President Biden's visit to the IBM Poughkeepsie site highlights the CHIPS and Science Act's unique opportunity to advance American innovation and manufacturing. The technology that IBM delivers today from Poughkeepsie will directly benefit from the CHIPS and Science Act that the President recently signed into law. It will ensure a reliable and secure supply of next-generation chips for today's computers and artificial intelligence platforms as well as fuel the future of quantum computing by accelerating research, expanding the quantum supply chain, and providing more opportunities for researchers to explore business and science applications of quantum systems.
IBM's Poughkeepsie site has helped the country embrace the transformative power of technology since 1941, from manufacturing armaments during World War II to developing and building the latest generation mainframe computers.
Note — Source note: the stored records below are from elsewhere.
PR #1442, opened 2024-06-06
Fix a couple issue in the `debug reduce-swift-frontend` subcommand

ahoppen:
- Strip the `-index-system-modules` flag because it doesn’t work if no output file map is passed
- Remove `-primary-file` when we’re merging all `.swift` files into one file
- Fix an issue where errors during reduction would be rendered within the progress bar.


ahoppen:
@swift-ci Please test

hamishknight (approved):

ahoppen:
@swift-ci Please test macOS

PR #1445, opened 2024-06-06
Inspect the build setup to determine the extra flags to pass to the `swift build` invocations during preparation

ahoppen:
The `BuildParameters` that we were previously inspecting contained some parameters that SwiftPM synthesizes and that weren’t specified on the command line. For example, it contains `-g` for all languages. This causes us to add `-Xswiftc -g -Xcc -g -Xcxx -g` to the `swift build` invocations for preparation, which is not necessary.


ahoppen:
@swift-ci Please test

hamishknight (approved):

PR #1447, opened 2024-06-07
Change all variables that are `Atomic*` types to not be `nonisolated(unsafe)`

ahoppen:
Since the `Atomic*` types can not be marked as `Sendable` (because they aren’t C structs), we can change the variables to constants and can remove `nonisolated(unsafe)`.


ahoppen:
@swift-ci Please test

hamishknight (approved):

PR #1453, opened 2024-06-07
Add test to check that we get semantic functionality even if a dependency module fails to prepare

ahoppen:
rdar://128683404


ahoppen:
@swift-ci Please test

Issue #1155, opened 2024-03-30
Navigation in generated .swiftinterface files


akaralar:
Is there a way to make the LSP work with `.swiftinterface` files? For instance when I go to definition of a `SwiftUI` symbol in my project, say `Text`, I am directed to a generated `SwiftUI.swiftinterface` file located in a predefined path which can be seen by running 
```
xcrun --toolchain swift sourcekit-lsp --help
```

Later in this `SwiftUI.swiftinterface` file, if I try to go to definition of a symbol in another `Swift` module, say `String`, it doesn't navigate there and my editor (Neovim) falls back to finding occurrences in the current file. Also I don't see the LSP attached and LSP says it's running in "single file mode" when I'm in this `.swiftinterface` file.  

If I go back to my project files and try to navigate to `String` from one of the project files, it navigates me to a `Swift.String.swiftinterface` file in that same folder for generated interfaces. So I'm guessing there should be a way to send an LSP request for generating an interface even when the originating file is in that generated interfaces folder but I'm not sure how or whether LSP can be configured to do so.

akaralar:
Just a small update, I managed to get LSP to attach when browsing the `.swiftinterface` file, but it attaches in "single file mode". Whether "single file mode" is something supported by `sourcekit-lsp` itself is not clear to me, it might as well be a feature of the editor. LSP does not attach when "single file mode" is disabled, my editor seems to think a `.swiftinterface` file is not part of a project.

Attaching LSP in single file mode does not make a difference in practice, LSP navigation still does not work.

PR #1460, opened 2024-06-08
A couple of improvements for generated interfaces

### LINKED ISSUE #878: Rename Swift Interface to Generated Interface
When generating an interface for a Swift module or a file as part of the `OpenInterfaceRequest`, we currently refer to it as a Swift Interface, which isn’t technically true. `.swiftinterface` files are distributed as part of library evolution, while the generated interfaces are generated by an IDE. 

We should use correct terminology here and refer to the interfaces we produce in sourcekit-lsp as *Generated Interfaces*, not *Swift Interfaces*.

ahoppen:
- Rename methods to highlight that we’re talking about generated interfaces here, not `.swiftinterface` files
- Don’t open the generated interface in `documentManager`. Opening documents in `documentManager` should only be done by the `textDocument/didOpen` notification from the LSP client. Otherwise we might indefinitely keep the document in the document manager
- After getting the generated interface from sourcekitd, close the document in sourcekitd again. We don’t provide semantic functionality in the generated interface yet, so we can’t interact with the generated interface path. Before, we left it open in sourcekitd indefinitely.
- A couple of code simplifications.

Fixes #878
rdar://116705653

### DIFF
--- a/Sources/SourceKitLSP/Swift/OpenInterface.swift
+++ b/Sources/SourceKitLSP/Swift/OpenInterface.swift
@@ -16,82 +16,83 @@ import LanguageServerProtocol
 import SKSupport
 import SourceKitD
 
-struct InterfaceInfo {
+struct GeneratedInterfaceInfo {
   var contents: String
 }
 
 extension SwiftLanguageService {
-  public func openInterface(_ request: OpenInterfaceRequest) async throws -> InterfaceDetails? {
-    let uri = request.textDocument.uri
-    let moduleName = request.moduleName
+  public func openGeneratedInterface(
+    _ request: OpenGeneratedInterfaceRequest
+  ) async throws -> GeneratedInterfaceDetails? {
     let name = request.name
     let symbol = request.symbolUSR
     let interfaceFilePath = self.generatedInterfacesPath.appendingPathComponent("\(name).swiftinterface")
     let interfaceDocURI = DocumentURI(interfaceFilePath)
     // has interface already been generated
     if let snapshot = try? self.documentManager.latestSnapshot(interfaceDocURI) {
-      return await self.interfaceDetails(request: request, uri: interfaceDocURI, snapshot: snapshot, symbol: symbol)
-    } else {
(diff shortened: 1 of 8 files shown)


ahoppen:
@swift-ci Please test

Sources/SourceKitLSP/Swift/OpenInterface.swift
```diff
@@ -16,82 +16,83 @@ import LanguageServerProtocol
...
-    let moduleName = request.moduleName
+  public func openGeneratedInterface(
+    _ request: OpenGeneratedInterfaceRequest
+  ) async throws -> GeneratedInterfaceDetails? {
     let name = request.name
     let symbol = request.symbolUSR
     let interfaceFilePath = self.generatedInterfacesPath.appendingPathComponent("\(name).swiftinterface")
     let interfaceDocURI = DocumentURI(interfaceFilePath)
     // has interface already been generated
     if let snapshot = try? self.documentManager.latestSnapshot(interfaceDocURI) {
```
hamishknight, line 32: Just to make sure I understand, once the client has opened the interface, it gets populated in the `documentManager`?

hamishknight (approved):

bnbarham (approved):
> We don’t provide semantic functionality in the generated interface yet

IIRC sourcekitd does provide cursor-info for generated interface, is this just that we don't expose that from the LSP side yet?

Sources/SourceKitLSP/Swift/OpenInterface.swift
ahoppen: Yes, the client should send a `textDocument/didOpen` notification to SourceKit-LSP, which will then add it to the document manager like any other source file.

ahoppen:
> IIRC sourcekitd does provide cursor-info for generated interface, is this just that we don't expose that from the LSP side yet?

Yes, we currently don’t provide any intelligent editor functionality in swift interfaces (https://github.com/apple/sourcekit-lsp/issues/1155).

PR #1464, opened 2024-06-08
Show protocol requirements satisfied in extensions in jump-to-definition

ahoppen:
The key issue here was that we were looking at the symbol occurrence that had the `overrideOf` role and were using this symbol occurrence to also check that it’s a child of one of the receiver types. But if the protocol requirement is satisfied in an extension, we have an implicit symbol occurrence at the location where the protocol requirement is stated but the real declaration’s occurrence is inside the extension. The fix here is to just extract the USR from the `overrideOf` relation and then do another index lookup to find the symbol’s definition.

rdar://129412428

### DIFF
--- a/Tests/SourceKitLSPTests/DefinitionTests.swift
+++ b/Tests/SourceKitLSPTests/DefinitionTests.swift
@@ -601,4 +601,28 @@ class DefinitionTests: XCTestCase {
       ])
     )
   }
+
+  func testJumpToSatisfiedProtocolRequirementInExtension() async throws {
+    let project = try await IndexedSingleSwiftFileTestProject(
+      """
+      protocol TestProtocol {
+        func 1️⃣doThing()
+      }
+
+      struct TestImpl: TestProtocol {}
+      extension TestImpl {
+        func 2️⃣doThing() { }
+      }
+      """
+    )
+
+    let response = try await project.testClient.send(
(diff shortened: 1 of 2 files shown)


bnbarham (approved):

ahoppen:
@swift-ci Please test

Tests/SourceKitLSPTests/DefinitionTests.swift
```diff
@@ -543,62 +543,27 @@ class DefinitionTests: XCTestCase {
...
-  func testJumpToDefinitionOnProtocolImplementationShowsAllFulfilledRequirements() async throws {
-    let project = try await IndexedSingleSwiftFileTestProject(
-      """
-      protocol TestProtocol {
-        func 1️⃣doThing()
-      }
-
-      protocol OtherProtocol {
-        func 2️⃣doThing()
-      }
```
hamishknight, line 585: Is it not worth keeping these tests?

hamishknight (approved):

Tests/SourceKitLSPTests/DefinitionTests.swift
ahoppen: Thank you for catching. I think I accidentally lost them during a rebase.

ahoppen:
@swift-ci Please test

ahoppen:
@swift-ci Please test Windows

PR #1465, opened 2024-06-08
Rewrite how “Preparing current file” is differentiated from the generic “Preparing targets”

ahoppen:
The old implementation of inspecting the `InProgressPrepareForEditorTask` has a few race conditions including the fact that we would start the preparation task before the `inProgressPrepareForEditorTask` was set.

Instead, keep track of the purpose for each preparation task. This ends up simplifying the code as well.

### DIFF
--- a/Sources/SemanticIndex/SemanticIndexManager.swift
+++ b/Sources/SemanticIndex/SemanticIndexManager.swift
@@ -414,7 +414,6 @@ public final actor SemanticIndexManager {
   ///
   /// If file's target is known to be up-to-date, this returns almost immediately.
   public func prepareFileForEditorFunctionality(_ uri: DocumentURI) async {
-    // Should be kept in sync with `schedulePreparationForEditorFunctionality`.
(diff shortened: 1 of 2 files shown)


ahoppen:
@swift-ci Please test

Sources/SemanticIndex/SemanticIndexManager.swift
```diff
@@ -433,13 +421,16 @@ public final actor SemanticIndexManager {
     if Task.isCancelled {
       return
     }
```
hamishknight, line 423: There's a comment above `Should be kept in sync with schedulePreparationForEditorFunctionality`, is that outdated now?

hamishknight (approved):

Sources/SemanticIndex/SemanticIndexManager.swift
ahoppen: Yes, that’s no longer needed. Thanks!

ahoppen:
@swift-ci Please test

ahoppen:
@swift-ci Please test Windows

Issue #21364, opened 2026-05-12
docs: defer MEP-12.5 explicit type argument syntax


tamnd:
Defer the last open MEP-12 step. The grammar change introduces </> ambiguity with comparison expressions and requires a dedicated parser design pass. Inference works without explicit type arguments; the syntax is opt-in sugar. Tracked as a follow-up parser MEP. Closes task #90.

tamnd:
PR: #21365

tamnd:
closed by #21365, closing

PR #21365, opened 2026-05-12
docs/mep-0012: defer MEP-12.5 explicit type argument syntax

tamnd:
Mark MEP-12.5 deferred. The grammar change requires careful disambiguation of </> against comparison expressions and is opt-in sugar over working inference. Tracked as a follow-up parser MEP.

Tracking: #21364


tamnd:
tracking: #21364

Issue #21366, opened 2026-05-12
cleanup: split parser AST out of parser.go


tamnd:
Pure code motion. parser/parser.go was 734 lines mixing the lexer, every AST type, and the Parse entry point. Splitting AST defs into parser/ast.go leaves parser.go focused on parse entry + lexer.

Tracks CLEAN-8 from the post-MEP-1-12 cleanup sweep.

tamnd:
PR: #21367

tamnd:
closed by #21367, closing

PR #21367, opened 2026-05-12
parser: split AST type defs into ast.go

tamnd:
Pure code motion. parser.go drops from 734 lines to 108 (lexer + Parse entry only); ast.go takes 630 lines of AST defs with their Capture/Name helpers. No behaviour change; full suite passes.

Tracking: #21366


tamnd:
tracking: #21366

Issue #21368, opened 2026-05-12
cleanup: split types/check.go monolith


tamnd:
types/check.go was 3705 lines and 61 top-level funcs mixing kinds, unify, resolve, statement walkers, and expression walkers. Split into 5 files for reviewability. Tracks CLEAN-5 and CLEAN-13.

tamnd:
PR: #21369

tamnd:
closed by #21369, closing

PR #21369, opened 2026-05-12
types: split check.go monolith into 5 files

tamnd:
Pure code motion. check.go (3705 lines) becomes:
- kinds.go (245): Type interface + kind structs + Subst
- unify.go (257): unify algorithm
- resolve.go (125): resolveTypeRef
- check.go (1121): Check entry + statement walkers
- check_expr.go (2000): expression walkers + alias helpers

No behaviour change; full suite passes.

Tracking: #21368


tamnd:
tracking: #21368

Issue #21370, opened 2026-05-12
cleanup: split runtime/vm/vm.go monolith (pass 1)


tamnd:
vm.go is 9319 lines and 124 funcs. First pass extracts opcode defs, program structures, and error formatting. The eval loop and the compiler remain in vm.go pending further splits. Tracks CLEAN-10.

tamnd:
PR: #21371

tamnd:
closed by #21371, closing

PR #21371, opened 2026-05-12
runtime/vm: extract ops, program, error into separate files

tamnd:
Pure code motion. First slice of vm.go split (CLEAN-10). vm.go drops 570 lines. Eval loop and compiler stay in vm.go pending follow-up passes.

- ops.go (297): Op type + opcode constants + Op.String
- program.go (216): Instr/Function/Program/closure/Disassemble
- error.go (70): VMError + formatting

Full test suite passes.

Tracking: #21370


tamnd:
tracking: #21370

Issue #21410, opened 2026-05-12
MEP-14: pin left/outer join cardinality and correct option-unwrap attribution


tamnd:
Pin the cardinality of `left join` and `outer join` so the eventual `Option<T>` retypy is a visible diff against fixtures, and fix the doc misattribution that pointed at MEP-10 A2 (closed) as the blocker.

## Scope

- Add `tests/types/valid/query_join_left_unmatched_null.{mochi,golden}` (T032/T034 inputs; result row count pinned).
- Add `tests/types/valid/query_join_outer_both_sides.{mochi,golden}` (disjoint sides; row count pinned).
- Update `website/docs/mep/mep-0014.md`:
  - Move both fixtures from "Pinning gaps" into "Existing".
  - Rewrite the left-join wart paragraph: the blocker is option-unwrap discipline (auto-wrap on assignment, auto-unwrap or pattern match on access), not MEP-10 A2.
  - Update Open Questions and the `join` clause description to match.

## Out of scope

- Implementing the `Option<T>` retypy itself. Needs the unwrap rules first.

tamnd:
Tracking PR: #21411

tamnd:
closed by #21411, closing

PR #21411, opened 2026-05-12
MEP-14: pin left/outer join cardinality fixtures

tamnd:
Closes part of #21410.

## Summary

- Add `tests/types/valid/query_join_left_unmatched_null.{mochi,golden}` and `query_join_outer_both_sides.{mochi,golden}` to pin the result row count for left and outer joins.
- Update `website/docs/mep/mep-0014.md`:
  - Move both fixtures from "Pinning gaps" into "Existing".
  - Rewrite the left-join wart so it points at the actual blocker (option-unwrap discipline) instead of MEP-10 A2, which is closed.
  - Tighten the matching Open Question and `join` clause description.

## Test plan

- [x] `go build ./...`
- [x] `go test ./types/ -run TestTypeChecker_Valid -count=1`

### DIFF
--- a/tests/types/valid/query_join_left_unmatched_null.golden
+++ b/tests/types/valid/query_join_left_unmatched_null.golden
@@ -1,0 +1,1 @@
+✅ Type Check Passed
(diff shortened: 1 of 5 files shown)


tamnd:
tracking issue: #21410

Issue #21448, opened 2026-05-13
mep-0015: stage 3a widen T044 to name effect labels


tamnd:
Tracking issue for MEP-15 effect system stage 3a.

## Scope

Widen `T044` (impure call in `where` / `having` predicate) so the diagnostic names the offending effect labels instead of saying just "impure". The help text guides the user to pre-compute or hoist the effectful call.

Before:

> error[T044]: impure call to `print` is not allowed in `where` predicate

After:

> error[T044]: call to `print` produces effect(s) io, not allowed in `where` predicate

## Implementation

- `firstImpureCall` and its helpers now return the callee's `EffectSet` along with name + position
- `errImpurePredicate` takes the effect set and renders it in the message
- Golden in `tests/types/errors/impure_in_where_rejected.err` updated

## Follow-ups (separate PRs)

- Stage 3b: plumb `FunExpr.Effects` through type checker so `T064` / `T065` fire on anonymous functions
- Stage 3c: reserve `T066` for effects in pure positions (const, struct field defaults)

tamnd:
pr: #21449

tamnd:
closed by #21449, closing

PR #21449, opened 2026-05-13
mep-0015: stage 3a widen T044 to name effect labels

tamnd:
Tracks #21448.

## Summary

- Widen `T044` so it names the offending effect labels: `call to \`print\` produces effect(s) io, not allowed in \`where\` predicate`
- Help text now suggests pre-computing or hoisting the effectful call outside the query
- `firstImpureCall` and helpers return the callee's `EffectSet` along with name + position

## Test plan

- [x] `go test ./types/` (including `TestTypeChecker_Errors/impure_in_where_rejected`)
- [x] `go build ./...`


tamnd:
tracking: #21448

Issue #21452, opened 2026-05-13
website: /docs/mep is 404 and sidebar misses new MEPs


tamnd:
Two related issues on the docs site:

1. https://mochi-lang.dev/docs/mep returns 404. There is no index page in `website/docs/mep/`, so the route only resolves for the individual `mep-NNNN.md` files.
2. The MEP sidebar is hand-maintained in `website/sidebars.js`. MEP-15 and MEP-16 had already shipped to disk but were missing (15 was eventually added; 16 was never added). New MEPs will keep silently dropping off.

## Fix

* Generate `website/src/data/meps.json` from the frontmatter of every `mep-NNNN.md` file in the docs tree. Wire it into `npm run prestart` and `npm run prebuild` so the manifest cannot drift.
* Add `website/docs/mep/index.mdx` at `slug: /mep` that imports the manifest and renders a categorized table of every MEP, with status pills and descriptions.
* Add the missing `mep-0016` entry to the hand-curated sidebar groups (and pin the new index page at the top so users land on the catalogue first).

tamnd:
pr: #21453

tamnd:
closed by #21453, closing

PR #21453, opened 2026-05-13
website: auto-generated MEP index page

tamnd:
Tracks #21452.

## Summary

- New `/docs/mep` index auto-generated from every `mep-NNNN.md` frontmatter
- `prestart` / `prebuild` hooks regenerate `src/data/meps.json` so the catalogue cannot drift
- Sidebar gains the previously missing `mep-0016` and pins the new index page at the top

## Test plan

- [x] `npm run build` (prebuild script writes 17 MEP entries, build succeeds)
- [x] `build/docs/mep.html` exists (previously 404) and references all 17 MEPs

### DIFF
--- a/website/docs/index.mdx
+++ b/website/docs/index.mdx
@@ -38,7 +38,7 @@ The [Mochi Manual](/docs/manual/) documents the language in depth.
 
 ## Design proposals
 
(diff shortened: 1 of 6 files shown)


tamnd:
tracking: #21452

In Poughkeepsie, IBM builds state-of-the-art mainframe computers that power the global economy. The site also is home to IBM's first Quantum Computation Center – where a large number of real quantum computers run in the cloud. IBM's vision is for Poughkeepsie to become a global hub of the company's quantum computing development, just as it is today for mainframes.
The future of semiconductor technologies also is being created in the Hudson Valley, from Yorktown Heights to Albany and beyond. In Albany, a unique public-private semiconductor ecosystem is where IBM last year announced the first 2 nanometer chip technology, one of the semiconductor industry's biggest breakthroughs of the last decade. The expansion of Albany's collaborative innovation model could be a foundation for the National Semiconductor Technology Center (NSTC) that will be implemented as part of the CHIPS and Science Act.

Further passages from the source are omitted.